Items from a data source
■ ■ ■ ■ ■ ■ ■
PR #367, opened 2021-01-13
Add boxplot range

schanzer:
Add type annotations for boxplot min/max methods

### DIFF
--- a/src/web/arr/trove/chart.arr
+++ b/src/web/arr/trove/chart.arr
@@ -406,10 +406,10 @@ data DataSeries:
     method show-outliers(self, show):
       self.constr()(self.obj.{show-outliers: show})
     end,
-    method min(self, min :: Number): -> Option<Number>
+    method min(self :: DataSeries, min :: Number): -> Option<Number>
       self.constr()(self.obj.{min: some(min)})
     end,
-    method max(self, max :: Number): -> Option<Number>
+    method max(self :: DataSeries, max :: Number): -> Option<Number>
       self.constr()(self.obj.{max: some(max)})
     end
   | histogram-series(obj :: HistogramSeries) with:
--- a/src/web/arr/trove/chart.arr
+++ b/src/web/arr/trove/chart.arr
@@ -406,10 +406,10 @@ data DataSeries:
     method show-outliers(self, show):
       self.constr()(self.obj.{show-outliers: show})
     end,
-    method min(self :: DataSeries, min :: Number) -> Option<Number>:
+    method min(self, min :: Number): -> Option<Number>
       self.constr()(self.obj.{min: some(min)})
     end,
-    method max(self :: DataSeries, max :: Number) -> Option<Number>:
+    method max(self, max :: Number): -> Option<Number>
       self.constr()(self.obj.{max: some(max)})
     end
   | histogram-series(obj :: HistogramSeries) with:
--- a/src/web/arr/trove/chart.arr
+++ b/src/web/arr/trove/chart.arr
@@ -406,10 +406,10 @@ data DataSeries:
     method show-outliers(self, show):
       self.constr()(self.obj.{show-outliers: show})
     end,
-    method min(self :: DataSeries, min :: Number): -> Option<Number>
+    method min(self :: DataSeries, min :: Number) -> Option<Number>:
       self.constr()(self.obj.{min: some(min)})
     end,
-    method max(self :: DataSeries, max :: Number): -> Option<Number>
+    method max(self :: DataSeries, max :: Number) -> Option<Number>:
       self.constr()(self.obj.{max: some(max)})
     end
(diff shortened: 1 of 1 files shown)


src/web/arr/trove/chart.arr
```diff
@@ -398,10 +406,10 @@ data DataSeries:
     method show-outliers(self, show):
       self.constr()(self.obj.{show-outliers: show})
     end,
-    method min(self, min):
+    method min(self :: DataSeries, min :: Number) -> Option<Number>:
```
sorawee, line 409: IIUC (it's been long time I last touched this code), the return type should be a `DataSeries`. But you can also leave it out, since most other methods also return a `DataSeries` and they didn't have the return type annotation.

I'm surprised at the conversation in Slack and this PR. Why don't you get a syntax error when you have a syntactically invalid program? And why doesn't this PR error to you? Are you sure that you have the right environment for testing (say, not testing a wrong branch or something like that)?

src/web/arr/trove/chart.arr
```diff
@@ -443,6 +451,8 @@ data ChartWindow:
     constr: {(): box-plot-chart-window},
     x-axis: x-axis-method,
     y-axis: y-axis-method,
+    min: min-method,
```
sorawee, line 454: This will not work, because `default-box-plot-chart-window-object` doesn't have `max` and `min` fields.

More generally, are `max` and `min` properties of the chart window, or properties of data?

schanzer: They're the settings of the chartwindow - but I thought any settings there had to apply to every chart type?

sorawee: Oh, ok. Sorry about "an error will be thrown". That's not true. It's true however that this will not work as intended.

sorawee: In that case, https://github.com/brownplt/code.pyret.org/commit/a00cefc5bf46a8e0660d887504a9b7e98e460415 should be reverted, and

```
  min :: Option<Number>,
  max :: Option<Number>
```

and 

```
  min: none,
  max: none
```

should be added to `BoxChartWindowObject` and `default-box-plot-chart-window-object` respectively. The JS code is also needed to be modified to retrieve the information from `globalOptions` instead of `rawData`.

As for this PR, 

```
    method max(self :: DataSeries, max :: Number) -> Option<Number>:
      self.constr()(self.obj.{max: some(max)}
    end
```

should be removed entirely. Adding `min: min-method,` is the correct way to do it.

schanzer: @sorawee I'm with you up until the last part. Are you saying I should rewrite:

```
    method min(self :: DataSeries, min :: Number):
      self.constr()(self.obj.{min: some(min)})
    end,
    method max(self :: DataSeries, max :: Number):
      self.constr()(self.obj.{max: some(max)})
    end
```

as

```
min: min-method,
max: max-method
```
?

sorawee: Not really. I meant:

```
    method min(self :: DataSeries, min :: Number):
      self.constr()(self.obj.{min: some(min)})
    end,
    method max(self :: DataSeries, max :: Number):
      self.constr()(self.obj.{max: some(max)})
    end
```

should be removed entirely, since you want `min` and `max` to operate on `ChartWindow`, not `DataSeries`. And

```
min: min-method,
max: max-method
```

which operates on `ChartWindow` in the current PR is correct already.

src/web/arr/trove/chart.arr
```diff
@@ -398,12 +406,8 @@ data DataSeries:
     method show-outliers(self, show):
       self.constr()(self.obj.{show-outliers: show})
     end,
-    method min(self, min):
-      self.constr()(self.obj.{min: some(min)})
-    end,
-    method max(self, max):
-      self.constr()(self.obj.{max: some(max)})
-    end
+    min: min-method,
```
sorawee, line 409: @schanzer @jpolitz As discussed earlier, this line (along with the next line) should be removed. The JS side also needs to be updated to extract information from the chart window object rather than data series.

sorawee: I submitted #371 to clarify my proposal. Please review and discuss.

jpolitz:
@sorawee @schanzer I thought this was done, but maybe I didn't understand. Can you clarify if this is _broken_ right now, or of you're suggesting a refactoring?

sorawee:
It's not broken in a sense that if people want to use it, they can make it work. It's broken in a sense that it's not the API that we want to provide to users, and if people start using it, it might be difficult to fix later.

sorawee:
Well, one thing that is functionally broken is that people can use `.max` and `.min` on the chart window object, and they might expect it to work, but in this PR, it's either a no-op or an internal error.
■ ■ ■ ■ ■ ■ ■
What the task requires: The full set of lines above should be retyped without a single change.

Answer box:
PR #367, opened 2021-01-13
Add boxplot range

schanzer:
Add type annotations for boxplot min/max methods

### DIFF
--- a/src/web/arr/trove/chart.arr
+++ b/src/web/arr/trove/chart.arr
@@ -406,10 +406,10 @@ data DataSeries:
     method show-outliers(self, show):
       self.constr()(self.obj.{show-outliers: show})
     end,
-    method min(self, min :: Number): -> Option<Number>
+    method min(self :: DataSeries, min :: Number): -> Option<Number>
       self.constr()(self.obj.{min: some(min)})
     end,
-    method max(self, max :: Number): -> Option<Number>
+    method max(self :: DataSeries, max :: Number): -> Option<Number>
       self.constr()(self.obj.{max: some(max)})
     end
   | histogram-series(obj :: HistogramSeries) with:
--- a/src/web/arr/trove/chart.arr
+++ b/src/web/arr/trove/chart.arr
@@ -406,10 +406,10 @@ data DataSeries:
     method show-outliers(self, show):
       self.constr()(self.obj.{show-outliers: show})
     end,
-    method min(self :: DataSeries, min :: Number) -> Option<Number>:
+    method min(self, min :: Number): -> Option<Number>
       self.constr()(self.obj.{min: some(min)})
     end,
-    method max(self :: DataSeries, max :: Number) -> Option<Number>:
+    method max(self, max :: Number): -> Option<Number>
       self.constr()(self.obj.{max: some(max)})
     end
   | histogram-series(obj :: HistogramSeries) with:
--- a/src/web/arr/trove/chart.arr
+++ b/src/web/arr/trove/chart.arr
@@ -406,10 +406,10 @@ data DataSeries:
     method show-outliers(self, show):
       self.constr()(self.obj.{show-outliers: show})
     end,
-    method min(self :: DataSeries, min :: Number): -> Option<Number>
+    method min(self :: DataSeries, min :: Number) -> Option<Number>:
       self.constr()(self.obj.{min: some(min)})
     end,
-    method max(self :: DataSeries, max :: Number): -> Option<Number>
+    method max(self :: DataSeries, max :: Number) -> Option<Number>:
       self.constr()(self.obj.{max: some(max)})
     end
(diff shortened: 1 of 1 files shown)


src/web/arr/trove/chart.arr
```diff
@@ -398,10 +406,10 @@ data DataSeries:
     method show-outliers(self, show):
       self.constr()(self.obj.{show-outliers: show})
     end,
-    method min(self, min):
+    method min(self :: DataSeries, min :: Number) -> Option<Number>:
```
sorawee, line 409: IIUC (it's been long time I last touched this code), the return type should be a `DataSeries`. But you can also leave it out, since most other methods also return a `DataSeries` and they didn't have the return type annotation.

I'm surprised at the conversation in Slack and this PR. Why don't you get a syntax error when you have a syntactically invalid program? And why doesn't this PR error to you? Are you sure that you have the right environment for testing (say, not testing a wrong branch or something like that)?

src/web/arr/trove/chart.arr
```diff
@@ -443,6 +451,8 @@ data ChartWindow:
     constr: {(): box-plot-chart-window},
     x-axis: x-axis-method,
     y-axis: y-axis-method,
+    min: min-method,
```
sorawee, line 454: This will not work, because `default-box-plot-chart-window-object` doesn't have `max` and `min` fields.

More generally, are `max` and `min` properties of the chart window, or properties of data?

schanzer: They're the settings of the chartwindow - but I thought any settings there had to apply to every chart type?

sorawee: Oh, ok. Sorry about "an error will be thrown". That's not true. It's true however that this will not work as intended.

sorawee: In that case, https://github.com/brownplt/code.pyret.org/commit/a00cefc5bf46a8e0660d887504a9b7e98e460415 should be reverted, and

```
  min :: Option<Number>,
  max :: Option<Number>
```

and 

```
  min: none,
  max: none
```

should be added to `BoxChartWindowObject` and `default-box-plot-chart-window-object` respectively. The JS code is also needed to be modified to retrieve the information from `globalOptions` instead of `rawData`.

As for this PR, 

```
    method max(self :: DataSeries, max :: Number) -> Option<Number>:
      self.constr()(self.obj.{max: some(max)}
    end
```

should be removed entirely. Adding `min: min-method,` is the correct way to do it.

schanzer: @sorawee I'm with you up until the last part. Are you saying I should rewrite:

```
    method min(self :: DataSeries, min :: Number):
      self.constr()(self.obj.{min: some(min)})
    end,
    method max(self :: DataSeries, max :: Number):
      self.constr()(self.obj.{max: some(max)})
    end
```

as

```
min: min-method,
max: max-method
```
?

sorawee: Not really. I meant:

```
    method min(self :: DataSeries, min :: Number):
      self.constr()(self.obj.{min: some(min)})
    end,
    method max(self :: DataSeries, max :: Number):
      self.constr()(self.obj.{max: some(max)})
    end
```

should be removed entirely, since you want `min` and `max` to operate on `ChartWindow`, not `DataSeries`. And

```
min: min-method,
max: max-method
```

which operates on `ChartWindow` in the current PR is correct already.

src/web/arr/trove/chart.arr
```diff
@@ -398,12 +406,8 @@ data DataSeries:
     method show-outliers(self, show):
       self.constr()(self.obj.{show-outliers: show})
     end,
-    method min(self, min):
-      self.constr()(self.obj.{min: some(min)})
-    end,
-    method max(self, max):
-      self.constr()(self.obj.{max: some(max)})
-    end
+    min: min-method,
```
sorawee, line 409: @schanzer @jpolitz As discussed earlier, this line (along with the next line) should be removed. The JS side also needs to be updated to extract information from the chart window object rather than data series.

sorawee: I submitted #371 to clarify my proposal. Please review and discuss.

jpolitz:
@sorawee @schanzer I thought this was done, but maybe I didn't understand. Can you clarify if this is _broken_ right now, or of you're suggesting a refactoring?

sorawee:
It's not broken in a sense that if people want to use it, they can make it work. It's broken in a sense that it's not the API that we want to provide to users, and if people start using it, it might be difficult to fix later.

sorawee:
Well, one thing that is functionally broken is that people can use `.max` and `.min` on the chart window object, and they might expect it to work, but in this PR, it's either a no-op or an internal error.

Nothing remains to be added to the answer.